WHAT TO WORK ON: Records follow. Pull out every line that contains "docstring".

DATA PROVIDED:
PR #408, opened 2024-06-27
Plotting helpers for TiledDataset

### LINKED ISSUE #405: Add a `.plot` helper which produces the tiled plot in https://docs.dkist.nso.edu/projects/python-tools/en/stable/howto_guides/reproject_vbi_mosaic.html

SolarDrew:
Adds a `TiledDataset.plot()` method which creates a quick-look plot as per the example [here](https://docs.dkist.nso.edu/projects/python-tools/en/stable/howto_guides/reproject_vbi_mosaic.html).

At the moment only plots the first image in each tile. Unsure whether to try and construct an animation like the normal dataset plotting or to pass an index argument to the plot to determine which slice is shown.

Closes #405

### DIFF
--- a/dkist/dataset/tests/test_tiled_dataset.py
+++ b/dkist/dataset/tests/test_tiled_dataset.py
@@ -1,5 +1,6 @@
 import copy
 
+import matplotlib.pyplot as plt
 import numpy as np
 import pytest
 
@@ -59,3 +60,10 @@ def test_tiled_dataset_from_components(dataset):
         assert ds.files == fm
         assert ds.meta["inventory"] is inventory
         assert ds.meta["headers"] is headers
+
+
+@pytest.mark.mpl_image_compare
+@pytest.mark.parametrize("share_scale", [True, False])
+def test_plot(large_tiled_dataset, share_scale):
+    large_tiled_dataset.plot(0, share_scale=share_scale)
+    return plt.gcf()
--- a/dkist/dataset/tests/test_tiled_dataset.py
+++ b/dkist/dataset/tests/test_tiled_dataset.py
@@ -5,6 +5,7 @@ import numpy as np
 import pytest
 
 from dkist import Dataset, TiledDataset, load_dataset
+from dkist.tests.helpers import figure_test
 
 
 def test_tiled_dataset(simple_tiled_dataset, dataset):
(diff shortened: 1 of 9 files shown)


Cadair:
@SolarDrew can you rebase this horror show?

dkist/dataset/tests/test_tiled_dataset.py
```diff
@@ -59,3 +61,18 @@ def test_tiled_dataset_from_components(dataset):
         assert ds.files == fm
         assert ds.meta["inventory"] is inventory
         assert ds.meta["headers"] is headers
+
+
+# @pytest.mark.mpl_image_compare
```
Cadair, line 66:
```suggestion
```

dkist/dataset/tests/test_tiled_dataset.py
```diff
@@ -59,3 +61,18 @@ def test_tiled_dataset_from_components(dataset):
...
+@figure_test
+@pytest.mark.parametrize("share_scale", [True, False])
+def test_plot(share_scale):
```
Cadair, line 69:
```suggestion
@pytest.mark.parametrize("share_zscale", [True, False], ids=["share_zscale", "indpendent_zscale"])
def test_tileddataset_plot(share_zscale):
```

Cadair (commented):
Looks like codecov isn't uploading from the figure tests?

dkist/dataset/tests/test_tiled_dataset.py
SolarDrew: I thought this was redundant with `@figure_test`?

SolarDrew: Never mind I misread the suggestion. As you were.

SolarDrew:
I think this is good to go unless there are any more issues you can see with it.

dkist/dataset/tiled_dataset.py
```diff
@@ -124,5 +125,30 @@ def shape(self):
...
+            axmin, axmax = ax.get_images()[0].get_clim()
+            vmin = axmin if axmin < vmin else vmin
+            vmax = axmax if axmax > vmax else vmax
+            ax.set_ylabel(" ")
+            ax.set_xlabel(" ")
+        if share_zscale:
+            for ax in fig.get_axes():
+                ax.get_images()[0].set_clim(vmin, vmax)
+        timestamp = self[0, 0].axis_world_coords("time")[-1].iso[slice_index]
+        fig.suptitle(f"TiledDataset {self.inventory['datasetId']} at time {timestamp} (slice={slice_index})", y=0.95)
```
Cadair, line 151: I think it would be better if this were "VBI Dataset (ASKJD) at time ..." if you don't mind.

PR #437, opened 2024-09-13
Add FileManager to TiledDataset

### LINKED ISSUE #244: `TiledDataset` needs more helpers for working over all tiles
Maybe we need some kind of slicing helper and also the `TiledDataset` also probably needs it's own `FileManager`

SolarDrew:
Does what it says on the tin. Addresses but doesn't necessarily close #244


dkist/io/asdf/converters/tiled_dataset.py
```diff
@@ -11,7 +14,19 @@ class TiledDatasetConverter(Converter):
     def from_yaml_tree(cls, node, tag, ctx):
         from dkist.dataset.tiled_dataset import TiledDataset
 
-        return TiledDataset(node["datasets"], node["inventory"])
+        tiled_dataset = TiledDataset(node["datasets"], node["inventory"])
```
Cadair, line 17: Just a drive-by comment from my phone, but could we have this be built on demand in a property on TiledDataset rather than here?

With this implemented like this, does it reflect slicing of the sub-datasets correctly?

SolarDrew: I'm not sure if it does, that was the next thing I was going to test. But probably not. Presumably the aim of doing it as a property would be to have that automatically? I expect that would be easy to implement.

SolarDrew:
Well I'm slightly confused and concerned by the 10% speed improvement to `test_generate_celestial()` because I didn't think I'd changed anything that would affect it...

dkist/dataset/tiled_dataset.py
```diff
@@ -56,6 +59,8 @@ class TiledDataset(Collection):
 
     """
 
+    _file_manager = FileManagerDescriptor(default_type=FileManager)
```
Cadair, line 62: I don't think we need this if we are making `_file_manager` a property.

dkist/dataset/tiled_dataset.py
```diff
@@ -190,3 +193,24 @@ def __repr__(self):
...
+    def files(self):
+        """
+        A `~.FileManager` helper for interacting with the files backing the data in this ``Dataset``.
+        """
+        return self._file_manager
+
+    @property
+    def _file_manager(self):
+        return FileManager(
+            StripedExternalArray(
```
Cadair, line 207: I think here we need some more safeguards that all the tiles have the same settings in their respective file managers. target, dtype, shape, basepath, and I think even chunksize should all be pulled from the `FileManager` instance of the first tile and then verified that all the tiles are the same otherwise this should error.

Cadair (approved):

PR #439, opened 2024-09-23
Enable passing datasets to tests via command line

SolarDrew:
Adds a pytest cli option `--ds` which accepts a comma-separated list of strings that can be parsed by `load_dataset()`. If present, these are passed to any test with the `accept_cli_datasets` marker in place of the fixture dataset(s) actually specified for that test in the code.

The aim here is to be able to run arbitrary datasets through the test suite to more easily find issues with new data.


dkist/dataset/tests/test_dataset.py
```diff
@@ -43,20 +43,23 @@ def test_init_missing_meta_keys(identity_gwcs):
         Dataset(data, wcs=identity_gwcs, meta={"headers": {}})
 
 
+@pytest.mark.accept_cli_datasets
```
Cadair, line 46: I suggest we add a kwarg to this mark which tells it *which* argument to replace with the cli argument, so in this case it would be:

```suggestion
@pytest.mark.accept_cli_datasets(fixture="dataset")
```

we could make it default to "first argument" if we want, but this might be more explicit.

dkist/dataset/tests/test_tiled_dataset.py
```diff
@@ -28,6 +29,7 @@ def test_tiled_dataset_slice(simple_tiled_dataset, aslice):
     assert np.all(simple_tiled_dataset[aslice] == simple_tiled_dataset._data[aslice])
 
 
+@pytest.mark.accept_cli_datasets
 @pytest.mark.parametrize("aslice", [np.s_[0, :100, 100:200]])
 def test_tiled_dataset_slice_tiles(large_tiled_dataset, aslice):
```
Cadair, line 34: The issue here is that if you pass in a tiled dataset with the `--ds` arg then the tests expecting a dataset object will fail. We could add a `tiled=True` kwarg to `accept_cli_datasets` and a `--tiled-ds` cli arg to differentiate?

dkist/conftest.py
```diff
@@ -347,3 +347,14 @@ def visp_dataset_no_headers(tmp_path_factory):
...
+
+
+@pytest.hookimpl(hookwrapper=True)
+def pytest_runtest_call(item):
+    dslist = item.config.getoption("--ds")
+    dslist = dslist.split(",") if dslist else None
+    if dslist and item.get_closest_marker("accept_cli_datasets"):
+        dsargs = [load_dataset(ds) for ds in dslist]
+        for ds, arg in zip(dsargs, item.fixturenames):
+            item.funcargs[arg] = ds
```
Cadair, line 359: This is letting you pass in multiple datasets which get passed as multiple *different* fixtures to the tests, or passed in as multiple parametrized inputs to a single fixture? I feel like the second option is the most useful?

Cadair (commented):
This is neat, and will be useful. Needs documenting somewhere, though god knows where.

dkist/dataset/tests/test_dataset.py
SolarDrew: Good call, I was wondering how to make it more robust in cases where there are multiple fixtures.

dkist/conftest.py
SolarDrew: It's passing them in as different fixtures, although I'm not sure that as written it will actually work for eg `some_test(fixture_a, fixture_b`) if `fixture_a` depends on other fixtures, because of how pytest orders them in the list of arguments. Your suggestion of modifying the marker should fix that though.

I think passing in parametrized inputs to a single fixture could be useful but I think that's a different task, unless I've misunderstood you.

Cadair: Do we need to support more than one fixture per test? surely almost all of them only use one?

SolarDrew: Almost all do, yes, but a few use two, for example to compare more complex datasets to the base one. Those ones probably do want to be reworked a bit with this anyway so it may be that we can refactor out needing more than one fixture input.

Cadair: Do we need to support that use case here? feels too niche?

SolarDrew: Probably not, I'm happy to just leave it

dkist/dataset/tests/test_tiled_dataset.py
Cadair: An alternate thought, instead of `tiled=true` and `fixture=` we could have a `dataset="fixture_name"` and `tiled_dataset="fixture_name"` pair of kwargs?

dkist/dataset/tests/test_dataset.py
```diff
@@ -51,13 +52,15 @@ def test_repr(dataset, dataset_3d):
 
 
 def test_wcs_roundtrip(dataset):
+    # TOO generalise this so mark.accept_cli_dataset will work, if possible
     p = (10*u.pixel, 10*u.pixel)
```
Cadair, line 56: This should do the trick:
```suggestion
    p = [1*u.pixel] * dataset.wcs.pixel_n_dim
```

dkist/dataset/tests/test_dataset.py
```diff
@@ -51,13 +52,15 @@ def test_repr(dataset, dataset_3d):
...
     w = dataset.wcs.pixel_to_world(*p)
     p2 = dataset.wcs.world_to_pixel(w)
     assert_quantity_allclose(p, p2 * u.pix)
 
 
 def test_wcs_roundtrip_3d(dataset_3d):
+    # TOO generalise this so mark.accept_cli_dataset will work, if possible
```
Cadair, line 63: I don't know what this test is doing, but if we generalise the one above this one can stay here and be weird by itself.

```suggestion
```

docs/developer.rst
```diff
@@ -92,3 +92,25 @@ Sphinx References
...
+-------
+
+Testing with arbitrary datasets
+*******************************
+
+The DKIST Python tools allow the test suite to run on user-provided datasets.
+To enable this there are two pytest command line optionsa available, `--ds` and `--tiled-ds`.
+Each takes a string parseable by `load_dataset()`.
+Tests with the `accept_cli_dataset` or `accept_tiled_dataset` markers will take the value given for `--ds` or `--tiled-ds` respectively, load that dataset and pass it into the test in place of a fixture.
+By default the first fixture specified in the test definition is the one replaced, but if a fixture name is given to the marker that fixture will be replaced instead.
```
Cadair, line 106:
```suggestion
To only run tests using the supplied datasets you can run pytest with `-m accept_cli_dataset` and/or `-m accept_cli_tiled_dataset`.
By default the first fixture specified in the test definition is the one replaced, but if a fixture name is given to the marker that fixture will be replaced instead.
```

Cadair (approved):

dkist/dataset/tests/test_dataset.py
SolarDrew: That makes sense but then do we still need to have a 2d and 3d version of this test? Or shall we just lump them together with this change?

SolarDrew: Oh you've already commented on that. Is the other one not doing the same as this but in 3d?

Cadair: I don't know why the other test splits the pixel asserts, we can try it and see though.

SolarDrew: Ah I assume it's because the third dimension has different dimensions, but we can probably account for that as well.

SolarDrew: > This should do the trick:

Turns out it does not because the order `pixel_to_world` gives coords in is not necessarily the order `world_to_pixel` needs to take them in. This probably can be generalised and it may not even be too hard but I think it's not worth it blocking this any further right now.

Cadair: errr, wat? I think that is a bug

SolarDrew: For the record, per conversation offline yes this is a bug but it's a bug in the gwcs and not in the tests, so the test can stay as it is, since catching these bugs is exactly the point.

Cadair:
Thanks Drew

PR #440, opened 2024-09-26
Correct bug in #439

SolarDrew:
Small error which slipped past me.


Cadair:
Should we have a tox test env where we pass in the sample data via the cli to see what happens?

Cadair (approved):

SolarDrew:
Yeah I think that's a good idea actually. Wonder if that could be hooked into something to automate a list of known failures :thinking:

PR #441, opened 2024-09-30
Update `TiledDataset.plot()`

SolarDrew:
Some tweaks to TiledDataset plotting to work for DL-NIRSP data, or hopefully arbitrary arrangements of tiled data.

### DIFF
--- a/dkist/dataset/tiled_dataset.py
+++ b/dkist/dataset/tiled_dataset.py
@@ -152,7 +152,19 @@ class TiledDataset(Collection):
         """
         return [[tile.data.shape for tile in row] for row in self]
 
-    def plot(self, slice_index: int, share_zscale=False, **kwargs):
+    def plot(self, slice_index, share_zscale=False, **kwargs):
+        """
+        Plot a slice of each tile in the TiledDataset
+
+        Parameters
+        ----------
+        slice_index : `int`, sequence of `int`s or `numpy.s_`
+            Object representing a slice which will reduce each component dataset of the TiledDataset to a 2D image.
+        share_zscale : `bool`
+            Determines whether the color scale of the plots should be calculated independently (``False``) or shared across all plots (``True``).
+            Defaults to False
+
+        """
         if isinstance(slice_index, int):
             slice_index = (slice_index,)
         vmin, vmax = np.inf, 0
@@ -181,7 +193,7 @@ class TiledDataset(Collection):
             if coord == "time":
                 val = val.iso
             title += f"{coord} {val}" + (", " if i != len(slice_index)-1 else " ")
-        title += f"(slice={(slice_index if len(slice_index) > 1 else slice_index[0])})"
+        title += f"(slice={(slice_index if len(slice_index) > 1 else slice_index[0])})".replace("slice(None, None, None)", ":")
         fig.suptitle(title, y=0.95)
         return fig
 
--- a/dkist/dataset/tiled_dataset.py
+++ b/dkist/dataset/tiled_dataset.py
@@ -214,7 +214,7 @@ class TiledDataset(Collection):
         <dkist.dataset.tiled_dataset.TiledDataset object at 0x7024f7382cd0>
         This VBI Dataset AJQWW is an array of (3, 3) Dataset objects and
         consists of 9 frames.
-        Files are stored in /...
+        Files are stored in ...
 
         Each Dataset has 2 pixel and 2 world dimensions.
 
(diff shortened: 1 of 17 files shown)


dkist/dataset/tiled_dataset.py
```diff
@@ -153,10 +153,12 @@ def tiles_shape(self):
         return [[tile.data.shape for tile in row] for row in self]
 
     def plot(self, slice_index: int, share_zscale=False, **kwargs):
```
Cadair, line 155: What is `slice_index` now? is it actually a generic slice which should lead to a spatial-spatial plot?

Also this method needs a docstring.

SolarDrew: It's an int or tuple that specifies the slice of each tile to plot, ie it's equivalent to the input of `slice_tiles`. That will give a spatial-spatial plot if those are the last two pixel dimensions, but obviously that's not guaranteed. I guess in principle if I generalise it to take an actual slice object as well then it will be able to plot whatever arrangement of coords you want, but I'm not sure how much physical sense that makes for multi-dimensional tiles.

Cadair: I think this would work if you did give it a full output of `np.s_`? I think this probably needs documenting well and then testing a bunch so we understand any quirks here.

dkist/dataset/tiled_dataset.py
```diff
@@ -152,11 +152,25 @@ def tiles_shape(self):
...
         return [[tile.data.shape for tile in row] for row in self]
 
-    def plot(self, slice_index: int, share_zscale=False, **kwargs):
+    def plot(self, slice_index, share_zscale=False, **kwargs):
+        """
+        Plot a slice of each tile in the TiledDataset
+
+        Parameters
+        ----------
+        slice_index : `int`, sequence of `int`s or `numpy.s_`
```
Cadair, line 161: Is this the same as the input to `slice_tiles`? if yes it should be referenced from here. Also that needs a docstring now I look at it.

dkist/dataset/tiled_dataset.py
```diff
@@ -174,12 +188,20 @@ def plot(self, slice_index: int, share_zscale=False, **kwargs):
...
+                val = val.iso
+            title += f"{coord} {val}" + (", " if i != len(slice_index)-1 else " ")
+        title += f"(slice={(slice_index if len(slice_index) > 1 else slice_index[0])})".replace("slice(None, None, None)", ":")
+        fig.suptitle(title, y=0.95)
         return fig
 
     @property
     def slice_tiles(self):
+        """
+        Returns a new TiledDataset with the given slice applied to each of the tiles.
```
Cadair, line 203: I think this needs an example and some more info. It's not obvious from this what the syntax is.

dkist/dataset/tiled_dataset.py
```diff
@@ -174,12 +189,56 @@ def plot(self, slice_index: int, share_zscale=False, **kwargs):
...
+
+        Examples
+        --------
+        >>> from dkist import load_dataset
+        >>> from dkist.data.sample import VBI_AJQWW
+        >>> ds = load_dataset(VBI_AJQWW)
+        >>> ds.slice_tiles[0, 10:-10]
```
Cadair, line 213:
```suggestion
        >>> from dkist.data.sample import VBI_AJQWW  # doctest: +REMOTE_DATA
        >>> ds = load_dataset(VBI_AJQWW)  # doctest: +REMOTE_DATA
        >>> ds.slice_tiles[0, 10:-10]  # doctest: +REMOTE_DATA
```

dkist/dataset/tiled_dataset.py
```diff
@@ -174,12 +189,56 @@ def plot(self, slice_index: int, share_zscale=False, **kwargs):
...
+        """
+        Returns a new TiledDataset with the given slice applied to each of the tiles.
+
+        Examples
+        --------
+        >>> from dkist import load_dataset
+        >>> from dkist.data.sample import VBI_AJQWW  # doctest: +REMOTE_DATA
+        >>> ds = load_dataset(VBI_AJQWW)  # doctest: +REMOTE_DATA
+        >>> ds.slice_tiles[0, 10:-10]  # doctest: +REMOTE_DATA
+        <dkist.dataset.tiled_dataset.TiledDataset object at 0x7024f7382cd0>
```
Cadair, line 214:
```suggestion
        <dkist.dataset.tiled_dataset.TiledDataset object at ...>
```

PR #950, opened 2026-05-11
Fix Prelaunch Break-Out With Controller Config

### LINKED ISSUE #945: Softlock on pre-launch screen
Reproduction steps:
1) Open Dusk and go into pre-launch settings instead of selecting "Play."
2) Navigate to Input > Configure Controller.
3) Press the View button.
4) The settings window is dismissed and cannot be re-opened. You can press the Start button, and the Twilight Princess logo will load. However, attempting to continue after this point results in an endless loop of "No memory card found in Slot A. Continue without saving?" because "Yes" cannot be selected.

Tested on Dusk v1.0.1, Windows 10.

SuperDude88:
Fixes #945

### DIFF
--- a/src/dusk/ui/controller_config.cpp
+++ b/src/dusk/ui/controller_config.cpp
@@ -301,7 +301,11 @@ int rumble_raw_to_percent(u16 raw) {
 
 }  // namespace
 
-ControllerConfigWindow::ControllerConfigWindow() {
+ControllerConfigWindow::ControllerConfigWindow(bool prelaunch) {
+    if(prelaunch) {
+        mSuppressNavFallback = true;
+    }
+
     listen(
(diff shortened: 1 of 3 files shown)


src/dusk/ui/controller_config.cpp
```diff
@@ -301,7 +301,11 @@ int rumble_raw_to_percent(u16 raw) {
 
 }  // namespace
 
-ControllerConfigWindow::ControllerConfigWindow() {
+ControllerConfigWindow::ControllerConfigWindow(bool prelaunch) {
+    if(prelaunch) {
```
encounter:
```suggestion
    if (prelaunch) {
```

encounter (approved):

PR #1011, opened 2026-05-11
Add mouse input option for the third-person camera

### LINKED ISSUE #766: Option to use Mouse Input for Free Look
Noticed Free Look doesn't work with Mouse Input as you cannot bind the Mouse Movement to the C-Stick.  
Would make for a better Mouse & Keyboard experience.

### LINKED ISSUE #1685: Feature Request | Hide Mouse Cursor option
I'm using SteamOS on a Go 2, and with that I need to use the mouse as gyro, on opening the program the mouse cursor stays visible and with Gyro it moves with it, it's a bit obnoxious, it can be hidden if I open and close the Dusklight settings menu, there should be an option to hide mouse cursor

Requested : 

- Add a "Hide cursor" option

Irastris:
I've added the ability to control the third-person camera with mouse input sources, including Steam Deck and Steam Controller. Together with mouse aiming, I believe this should make the vast majority of the game playable with a mouse and keyboard.

Most testing was done on my Windows PC with a Logitech G Pro running at 800dpi. I played through the entirety of Arbitor's Grounds without any issues. Some additional testing sessions were performed on a Steam Deck to ensure mouse and joystick inputs could coexist, and that worked as well.

The only known missing camera movement is when L-targeting, you can not move the camera left and right with the mouse. I did not personally have a problem with this, but it's something to consider supporting in the future if possible.


Irastris:
Progress as of May 22nd, all testing done on Windows:

Mouse input for the third-person camera is working and feels great. The mouse is captured so that it cannot leave the window boundaries, and released as soon as window focus is lost, a RmlUi document is brought up, or the mouse camera is disabled. I spent an hour on the 20th playing and encountered no major issues, tidied the code up afterward, and will continue to play as I work on this PRs feature-set.

There is an outstanding TODO where I disabled the ability for the camera to be controlled by both a joystick and mouse at the same time. It's probably nothing that anyone would actually want, but I'd still like that to be functional.

Logic is completely intertwined with Free Camera at the moment, which means it shares any shortcomings that may have. At this time, the only problem I've found to resolve is that there is (mostly) no camera control when on horseback.

Note to self, do not forget about existing cursor visibility logic currently in ImGuiConsole.

Azazel0671:
I compiled and tested on linux and the only two issues I found were the horse thing and also when targeting an enemy you cant look left and right like you normally would be able to with the C stick.

missingnoXXVI:
Keyboard usage still leaves plenty to be desired atm, but outside of having to reduce all of my sensitivities down to 27% percent because of being, well, quite sensitive and the already mentioned issues, this does work great. Can't help but hope this play gets imported into other Zelda PC releases. Love my M&K.

missingnoXXVI:
👍👍 on Epona. Once combat and keyboard get more love, I will consider this the first unofficial PC release I have played with proper M&K support.

missingnoXXVI:
Just tried the latest and now the sensitivity percentage doesn't seem to be effecting regardless of being at 25% or 400%

missingnoXXVI:
Couldn't test the other 2 action builds, but the one with the sensitivity changes fixed the issue. 400% spins out like absolute crazy as one would expect it to and 25% is a matter of preference 👍👍

Azazel0671:
Are there plans to make the mouse able to move the camera while z targeting the same way the c stick can? (at least side to side the same way it behaves)

Irastris:
Not in this PR, maybe in the future.

Issue #1012, opened 2026-05-11
Hitching a ride up waterfall with Zora at Zora's Domain crashes the game.


Harpig:
On Steam Deck
Dusk v1.0.1
There's a Zora at the base of the waterfall in Zora's Domain, whom you can ask to take you up the waterfall to the throne room. I've tried this twice and both times crashed the game.

tomlube:
Can you post a log? Feel free to open it and remove your username/path

Harpig:
[dusk-20260511-175628.log](https://github.com/user-attachments/files/27606012/dusk-20260511-175628.log)

Krutonium:
[dusk-20260511-154734.log](https://github.com/user-attachments/files/27609465/dusk-20260511-154734.log) Here's a second log of the crash. I don't immediately see anything relevant. When running it in a terminal though; the output at the end that's not captured in the log is
```
*** buffer overflow detected ***: terminated
fish: Job 1, 'dusk' terminated by signal SIGABRT (Abort)
```

Desmondchaser27:
Tested this as well on CachyOS/Arch.  This still crashes on version 1.1.1 release.

Harpig:
Can confirm the cutscene now works on v1.1.1
Hesistant to close if others ( @Desmondchaser27 ) are still experiencing issues.

PJB3005:
Closing unless other people show up with the same crash yeah.

Desmondchaser27:
So yes, I did just test again on 1.1.1 and it does crash consistently.  Here is the log file.  Log file is super simple.  Just opened the game where I saved before the waterfall.  Then talked to the Zora and had the crash happen. 

[dusklight-20260514-120809.log](https://github.com/user-attachments/files/27767782/dusklight-20260514-120809.log)

iobradovi:
hi, yeah the game freezes and then just closes if i say yes when the zora at the waterfall asks me whether i want to get to the throne room. nothing shows up in the logs. cachyos kde

[dusklight-20260515-220404.log](https://github.com/user-attachments/files/27816887/dusklight-20260515-220404.log)

l0ud:
Still crashes on linux on v1.2.0.

tomlube:
> Still crashes on linux on v1.2.0.

only at night, right?

iobradovi:
can this issue be reopened? lots of people have reported having the same issue and there was a duplicate too and the issue is still present

Abzol:
[...]

PR #1042, opened 2026-05-11
Fix Overflow/Off-by-one. Fixes #1036 and #1012

### LINKED ISSUE #1036: Putting the sword in the pedistal in the Temple of Time crashes the game
Image

[dusk-20260511-175144.log](https://github.com/user-attachments/files/27612628/dusk-20260511-175144.log)

At the end of the console output, it prints:

*** buffer overflow detected ***: terminated
fish: Job 1, 'dusk' terminated by signal SIGABRT (Abort)

Which matches #1012 which may be related.

This represents a softlock as you are unable to progress the game past this point.

(Verified on AppImage 1.0.1 as well)

Krutonium:
As seen in #1036 and #1012 20 is simply not enough space for some event names. Unsure if there's yet longer ones, but the length of the event names is 20 + Terminator, or 21.

### DIFF
--- a/include/d/d_event.h
+++ b/include/d/d_event.h
@@ -196,7 +196,7 @@ public:
     /* 0x108 */ int mSkipTimer;
     /* 0x10C */ int mSkipParameter;
     /* 0x110 */ BOOL mIsSkipFade;
-    /* 0x114 */ char mSkipEventName[20];
+    /* 0x114 */ char mSkipEventName[21];
     /* 0x128 */ u8 mCompulsory;
     /* 0x129 */ bool mRoomInfoSet;
     /* 0x12C */ int mRoomNo;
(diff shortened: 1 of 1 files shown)


PJB3005 (changes requested):
This needs to be behind `#if TARGET_PC`

Krutonium:
Added the guard; Checking it compiles right now.

Edit: Yep, compiles and works :+1:

PJB3005 (approved):

PJB3005:
This wouldn't be the first off-by-one they had like this so yeah, seems reasonable to me.

MelonSpeedruns:
LGTM

Krutonium:
If you're curious, the string that I ended up catching in the crash was `LV6_GATE_APPEAR_SKIP` - Which fills the entire 20 characters, and then the null terminator gets stuck on the end, and then glibc throws because of the overflow. 

I don't really know C++ that well so it was an adventure playing with GDB to trace this back. But... Results!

SOLUTION:
Also this method needs a docstring.
Cadair, line 161: Is this the same as the input to `slice_tiles`? if yes it should be referenced from here. Also that needs a docstring now I look at it.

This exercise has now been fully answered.